The first is Soundex. It's fairly simple to implement and there are a fair number of .NET implementations of this algorithm. It's rather simple, but it gives you real values you can compare to each other.
Another is Metaphone. While I can't find a native .NET implementation of Metaphone, the link provided has links to a number of other implementations which could be converted.
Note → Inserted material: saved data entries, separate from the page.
PR #7297, opened 2025-04-16
FISH-10876 Fix error page property parsing

kalinchan:
## Description

When specifying a custom error page within a preboot file, this wouldn't work due to the property being parsed incorrectly.

This PR will strip the property value of any additional quotation marks.

i.e.
property = "code=500 reason=example path=/wibbles/wobbles.html"
will result in = code=500 reason=example path=/wibbles/wobbles.html

Note the stripped quotation marks.

### Blockers

n/a
### New tests

Created payara micro programmatic test 

go to payara-samples directory and run `mvn clean verify -Ppayara-micro-managed -Dpayara.version=6.2025.5-SNAPSHOT -Dtest=CustomErrorPageTest` (might have to comment out other modules)
### Testing Performed

1. Created a 404 html page somewhere on my local device.
2. Created preboot command to specify the property:
`set configs.config.server-config.http-service.virtual-server.server.property.send-error_1="code=404 path=/Users/kalinchan/Downloads/custom-404.html reason=not_found"`
3. Ran payara-micro
`java -jar payara-micro.jar --prebootcommandfile preboot.txt --deploy clusterjsp.war`
## Notes for Reviewers

Payara-micro-progamattic tests wouldn't compile so made some changes to fix that 

There are also some issues with payara-micro-programmatic, but that is another issue

### DIFF
--- a/appserver/web/web-glue/src/main/java/com/sun/enterprise/web/VirtualServer.java
+++ b/appserver/web/web-glue/src/main/java/com/sun/enterprise/web/VirtualServer.java
@@ -38,7 +38,7 @@
  * holder.
  */
 
-// Portions Copyright [2016-2021] [Payara Foundation and/or its affiliates]
+// Portions Copyright [2016-2025] [Payara Foundation and/or its affiliates]
 
 package com.sun.enterprise.web;
 
@@ -1166,6 +1166,7 @@ public class VirtualServer extends StandardHost implements org.glassfish.embedda
                 _logger.log(Level.WARNING, LogFacade.NULL_VIRTUAL_SERVER_PROPERTY, getID());
                 continue;
             }
+            propValue = propValue.replace("\"", "");
 
             if (!propName.startsWith("send-error_")) {
                 continue;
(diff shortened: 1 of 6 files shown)


appserver/web/web-glue/src/main/java/com/sun/enterprise/web/VirtualServer.java
```diff
@@ -1166,6 +1166,7 @@ void configureErrorPage() {
                 _logger.log(Level.WARNING, LogFacade.NULL_VIRTUAL_SERVER_PROPERTY, getID());
                 continue;
             }
+            propValue = propValue.replace("\"", "");
```
aubi, line 1169: I think the purpose was to remove the quotes from beginning and end, not all of them.
I would expect some test, if there is a quote char at the first and last place and then remote them.

aubi (changes requested):

appserver/web/web-glue/src/main/java/com/sun/enterprise/web/VirtualServer.java
breakponchito: also agree with this comment will suggest to add some king of integration tests for this

breakponchito:
@kalinchan Could you include your 404.html page to reproduce the issue? I know that is a simple page but to reproduce please include the content needed

appserver/web/web-glue/src/main/java/com/sun/enterprise/web/VirtualServer.java
kalinchan: Added a test

breakponchito:
@kalinchan Already tested, looks great

breakponchito (approved):
LGTM

aubi (approved):
LGTM

PR #7306, opened 2025-04-23
FISH-10805 Remove Semantic Versioning Check from Payara Core

Pandrex247:
## Description
The experiment is over, we have decided that getting the codebase into a less monolithic state with individually versioning APIs and modules is too much effort, and even when complete adds a lot of mental overhead for all of the different versions of Enterprise we support and adds complexity to any attempt to stagger changes between Community and Enterprise.

This is the first PR of a few which will look to remove the concept of Core vs. Server.
Step 1 (FISH-10805) - removing the semantic versioning enforcement we have.

### Blockers
None

### New tests
None

### Testing Performed
* Built the server - no errors.
* Made a breaking API change and compiled the module - no errors

### Testing Environment
Windows 11, Maven 3.9.9, Zulu Java 11.0.26

## Documentation
_Pending..._

## Notes for Reviewers
None

PR #7308, opened 2025-04-25
FISH-10806 FISH-10807 FISH-10809 Remove Core and Realign Modules 

Pandrex247:
## Description
Second PR, follow up to https://github.com/payara/Payara/pull/7306

Removes the `core-aggregator`, `core-bom`, and `core-parent` modules, and reintegrates and aligns the Core modules these managed back into the respective `payara-aggregator`, `payara-nucleus-parent`, and `payara-parent` poms.

Also adds applicable dependencies back into `payara-bom`, and adds the required `${project.version}` dependency version back for those internal dependencies not covered by the `payara-bom`.

I have taken efforts to keep the property and plugin config aligned with where they were before the Core vs. Server split - even when it would be potentially beneficial to move them. The intent is that these will be moved in follow up commits.

Additional weirdness and tasks I spotted which I will also look to address separately (if time permits):
* Fix `org.glassfish.hk2:config-generator` - this is a "dead" module, but shouldn't be. Where it currently exists is a cyclic dependency, which we "get around" by not actually using the version in our code and instead pull in an extremely old version published to Maven Central (2.5.0-b53)
* Flashlight module parents - these don't seem to use their own parent module and instead use `nucleus/common`? I assume this is a copy-paste error that occurred at some point, as it's not immediately obvious to me why this is the case
* Remove `production` domain - this is unused in Community
* Misaligned HK2 dependency in `appserver/payara-appserver-modules/jmx-monitoring` - it's using `org.glassfish.hk2:core:2.3.0` instead of `org.glassfish.hk2:hk2-core:3.0.1.payara-p4`
* Remove unused `appserver/admin/runtime` module?
* Remove unused `appserver/registration` module?
* Remove unused `nucleus/cluster/uc`, `nucleus/cluster/windows`, `nucleus/cluster/uc-l10n` modules
  * At the very least, we should exclude `uc-l10n` from the build, as the module it's meant to be localising isn't included!
* ~Remove or reorder MicroProfile repository from `appserver/pom` - its placement has it get pinged first instead of Maven Central, plus I'm not sure we need it anyway~ - now also included
* ~Remove duplicate `payara-nexus-artifacts` repository entry from `nucleus/pom`~ - now also included
* ~Remove duplicate `maven-deploy-config` `<dependencyManagement>` entry in `nucleus/pom`~ - now also included
* Fix Javadoc generation for the distribution - it's broken and just generates an empty jar (it was broken before outside of the Core modules as well)
* Change `deploy.skip` to true except for distributions, which should have `deploy.skip` set to false - tackled [here](https://github.com/payara/Payara/pull/7309)

### Blockers
None

### New tests
None

### Testing Performed
Wiped maven repo and built the server: Server, Micro, Embedded, and Docker all resolve.
Started Payara Server and loaded admin console - no explosions.

### Testing Environment
Windows 11, Maven 3.9.9, Zulu JDK 11.0.26

## Documentation
Pending...

## Notes for Reviewers
Trust Me™


kalinchan (approved):

breakponchito (approved):
LGTM

PR #7323, opened 2025-04-30
FISH-10506: adding By annotation processing for methods deleteById and findById

breakponchito:
Add support for @By annotation on methods deleteById and findById from Repository Interfaces

## Description

This is a feature to include more functionality for Jakarta Data implementation. In this case we are including the support of the @By annotation for two methods from the Repository interfaces, the list of methods are the following:

From BasicRepository

`
@Find
Optional<T> findById(@By("id(this)") K id);
`

`
@Delete
void deleteById(@By("id(this)") K id);
`

### Testing Performed

Manual testing using the following reproducer:

[JakartaDataReproducer.zip](https://github.com/user-attachments/files/19971058/JakartaDataReproducer.zip)

From the reproducer use the following endpoint to create 3 new entities:

- http://localhost:8080/JakartaDataReproducer-1.0-SNAPSHOT/api/hello-world/insertList

then you can use the new endpoint to find specific id

image

- http://localhost:8080/JakartaDataReproducer-1.0-SNAPSHOT/api/hello-world/findById/1

image

image

the other new method is to delete specific entity by id with the following endpoint:

image

- http://localhost:8080/JakartaDataReproducer-1.0-SNAPSHOT/api/hello-world/deleteById/1

image

you can delete all the entities available and then execute the find operation to see empty result:

image

### Testing Environment

Windows 11, zulu 21 jdk, maven 3.9.5

### DIFF
--- a/appserver/data/data-core/src/main/java/fish/payara/jakarta/data/core/cdi/extension/RepositoryImpl.java
+++ b/appserver/data/data-core/src/main/java/fish/payara/jakarta/data/core/cdi/extension/RepositoryImpl.java
@@ -39,30 +39,35 @@
  */
 package fish.payara.jakarta.data.core.cdi.extension;
 
+import fish.payara.jakarta.data.core.util.FindOperationUtility;
+import jakarta.data.repository.By;
 import jakarta.persistence.EntityManager;
 import jakarta.persistence.EntityManagerFactory;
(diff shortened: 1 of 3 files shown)


breakponchito:
Jenkins test please

kalinchan (approved):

The easiest to convert would probably be the Java implementation of the Metaphone algorithm.
It should be noted that the Metaphone algorithm has gone through revisions. There is Double Metaphone (which has a .NET implementation) and Metaphone 3. Metaphone 3 is a commercial application, but has a 98% accuracy rate compared to an 89% accuracy rate for the Double Metaphone algorithm when run against a database of common English words. Depending on your need, you might want to look for (in the case of Double Metaphone) or purchase (in the case of Metaphone 3) the source for the algorithm and convert or access it through the P/Invoke layer (there are C++ implementations abound).
Metaphone and Soundex differ in the sense that Soundex produces fixed length numeric keys, whereas Metaphone produces keys of different length, so the results will be different. In the end, both will do the same kind of comparison for you, you just have to find out which suits your needs the best, given your requirements and resources (and intolerance levels for the spelling mistakes, of course).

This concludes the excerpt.